Il messaggio ai ragazzi e alle ragazze del Prefetto di Potenza, nella Giornata della Memoria

Di seguito il messaggio del Prefetto di Potenza, ai ragazzi e alla ragazze in occasione della Giornata della Memoria.

“Qualche giorno fa, in occasione del viaggio della memoria e della visita al campo di sterminio di Auschwitz-Birkenau, organizzata con l’Unione delle Comunità Ebraiche Italiane (UCEI), il Ministro dell’istruzione e del merito Valditara ha dichiarato che “in alcuni paesi europei il 20 per cento degli studenti nemmeno sa cosa sia stata la Shoah, mentre l’antisemitismo sta risorgendo in Europa: vuol dire che non abbiamo lavorato abbastanza con le coscienze”.
Ecco, vorrei partire di qui! Oggi sono 78 anni dalla liberazione del campo di sterminio di Auschwitz. Quel 27 gennaio 1945, ricordiamolo sempre, l’esercito russo abbattendo i cancelli di Auschwitz, mostrava al mondo l’abisso degli orrori e delle aberrazioni in cui il genere umano era precipitato.

Ad Auschwitz, i soldati russi trovarono 7000 prigionieri, malati e ormai allo stremo, lasciati lì a morire dai nazisti in fuga. Ma la maggior parte dei detenuti erano stati trasferiti, con un’ulteriore tappa di crudele accanimento persecutorio, le terribili «marce della morte».
Tra loro c’era anche Donato Di Veroli, uno degli ultimi Testimoni della Shoah. Di Veroli è scomparso a luglio dello scorso anno e – con la morte di Pietro Terracina, a dicembre 2019 – era l’ultimo degli ebrei romani ancora viventi deportato, poco più che ventenne, a Birkenau dopo il rastrellamento del ghetto di Roma del 16 ottobre 1943. Donato Di Veroli (matricola con il tatuaggio numero A-5372), dopo la liberazione, tornò a Roma, ma con grande riservatezza non ha voluto mai raccontare della sua esperienza nel campo e dell’orrore a cui ha dovuto assistere, ricostruendo con coraggio una vita ed una famiglia dalla forte identità ebraica.

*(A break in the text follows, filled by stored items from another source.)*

PR #1874, opened 2023-10-16
Chore: Make validation pipelines more sensitive and meaningful

DaveTryon:
#### Details

Our validation pipeline is not very good at surfacing customer-impacting failures. It intentionally contains "should succeed" and "should fail" test cases, but failures from the "should fail" cases could mean "we completed the analysis and found accessibility errors" or "we failed to complete the analysis". ADO returns both cases as "partially successful", and the differences are only apparent by drilling down into the logs. This is why the puppeteer failure went unnoticed for so long.

This PR improves validation usefulness by splitting the validation into 2 jobs--one that runs the tests, and one that validates the artifacts generated while running those tests. If any of the test cases fail to run, it will cause the set of artifacts to change, and the validation job will fail. If the validation job fails, then ADO will report the overall build status as "failed" instead of "partially succeeded".

The validation job intentionally checks only the _presence_ of the expected artifact files, without validating the _contents_ of the expected artifact files. This allows us to continue to use the same template across Canary, Insider, and Production, even if the artifact content varies due to changes in our code or in a package that we consume (examples: ai-scan, axe-core). Artifact content validation is already handled in the PR and CI builds, where the code and the tests can be kept tightly synchronized.

This PR also reclassifies the azure portal test from "should pass" (a classification added when we weren't 100% sure of the actual status due to the puppeteer problem) to "should fail" because it scans a page with a known accessibility error. It also puts the "should fail" tests that generate no artifacts at the end of the list of "should fail" tests that _do_ generate artifacts. This results in more intuitive naming for the "should fail" artifacts.

Validation build using this change is at https://dev.azure.com/accessibility-insights-private/Accessibility%20Insights%20(private)/_build/results?buildId=48232&view=results.

Review note: This PR involves adding some additional indentation to the old job. It's a lot easier if you select the "Hide whitespace" option when reviewing. It might also be useful to review it on a per-commit basis. The reclassification went in first, followed by adding the validation job.

##### Motivation

Make it easier to detect customer-impacting failures via the validation pipeline

#### Pull request checklist

- [n/a] Addresses an existing issue: Fixes

### DIFF
--- a/pipelines/ado-extension-validation-template.yaml
+++ b/pipelines/ado-extension-validation-template.yaml
@@ -41,17 +41,6 @@ steps:
           outputArtifactName: 'accessibility-reports-case-succeed-2'
           baselineFile: '$(System.DefaultWorkingDirectory)/dev/website-baselines/up-to-date-5858.baseline'
 
-    # The continueOnError for this case reflects a known issue with the task that will be fixed in a future release
-    - task: ${{ parameters.taskUnderTest }}
-      displayName: '[should succeed] case succeed-3: url, azure portal auth test'
-      inputs:
-          url: 'https://portal.azure.com'
-          serviceAccountName: $(a11yinsscan-service-acct-username)
-          serviceAccountPassword: $(a11yinsscan-service-acct-password)
-          authType: 'AAD'
-          outputArtifactName: 'accessibility-reports-case-succeed-3'
-      continueOnError: true
-
     # Please keep all "should fail" cases together as a block after all "should succeed" cases
     # Each case will need to have continueOnError: true. Each case but the first will also need
     # a condition: succeededOrFailed() so that the pipeline will run correctly.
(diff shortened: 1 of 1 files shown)


pipelines/ado-extension-validation-template.yaml
```diff
@@ -15,126 +15,182 @@ parameters:
...
+                    echo artifacts/accessibility-reports-case-fail-4/with-resolved-failures-5858.baseline >> expected-baseline-files.txt
+                    echo artifacts/accessibility-reports-case-fail-5/doesnt-exist.baseline >> expected-baseline-files.txt
+                    echo Expected .baseline files \(expected-baseline-files.txt\):
+                    cat expected-baseline-files.txt
+                    echo 
+                    echo Actual .baseline files from artifacts \(actual-baseline-files.txt\):
+                    find artifacts -name *.baseline | sort | tee actual-baseline-files.txt
+                    echo 
+                    echo Comparing actual-baseline-files.txt to expected-baseline-files.txt
+                    diff actual-baseline-files.txt expected-baseline-files.txt
```
codeofdusk, line 195: Tested this separately, looks like `diff` exits 1 when the files are different. Cool!

codeofdusk (approved):

pipelines/ado-extension-validation-template.yaml
DaveTryon: Added

PR #2056, opened 2024-04-02
feat(crawl-hash-urls): Updated ADO task validation pipeline for new parameter

v-sharmachir:
#### Details

Added the new task in validation pipeline to validate the new parameter "keepUrlFragment" functionality in pipeline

Secondo l’analisi dell’Unione delle Comunità Ebraiche Italiane (UCEI) e dello scrittore e storico Marcello Pezzetti, i sopravvissuti ebrei italiani custodi della Memoria sono ormai una decina: Sami Modiano, 92 anni, da Rodi a Birkenau all’età di 13 anni; Edith Bruck, 91 anni, scrittrice e regista, deportata a 13 anni prima ad Auschwitz e poi in altri campi di sterminio (Dachau, Christianstadt e, infine, Bergen Belsen); Liliana Segre, 92 anni, senatrice a vita, numero di matricola 75190, dei 776 bambini italiani di età inferiore ai 14 anni deportati, fu tra i 25 sopravvissuti; Virginia Gattegno, 99 anni, matricola A24324, ultima testimone veneziana; le sorelle di Fiume Andra e Tatiana Bucci, rispettivamente di 83 e 85 anni, testimoni dell’orrore degli esperimenti di Mengele; Arianna Szorenyi, 89 anni, anche lei di Fiume, matricola 89129, portata ad Auschwitz e poi a Bergen Belsen dalla Risiera di San Sabba, ad appena 11 anni; Diamantina Vivante Salonicchio, 94 anni, sopravvissuta a Ravensbruck; e, infine, Goti Bauer, 98 anni, detenuta a Fossoli e poi deportata ad Auschwitz-Birkenau, da oltre venti anni infaticabile Testimone della Shoah con gli studenti di Milano, dove risiede.
Sono gli ultimi nove custodi della Memoria, ancora viventi. Cosa accadrà quando sarà scomparso anche l’ultimo di loro?
Care ragazze e cari ragazzi, mi rivolgo a voi. Auschwitz, il più grande e più letale dei campi di sterminio, con le sue grida, il suo sangue, il suo fumo acre, i suoi pianti e la sua disperazione, la brutalità dei carnefici, è un evento drammaticamente reale che rimane e va oltre la storia e il suo tempo, simbolo del male assoluto, definito come l’inferno sulla terra.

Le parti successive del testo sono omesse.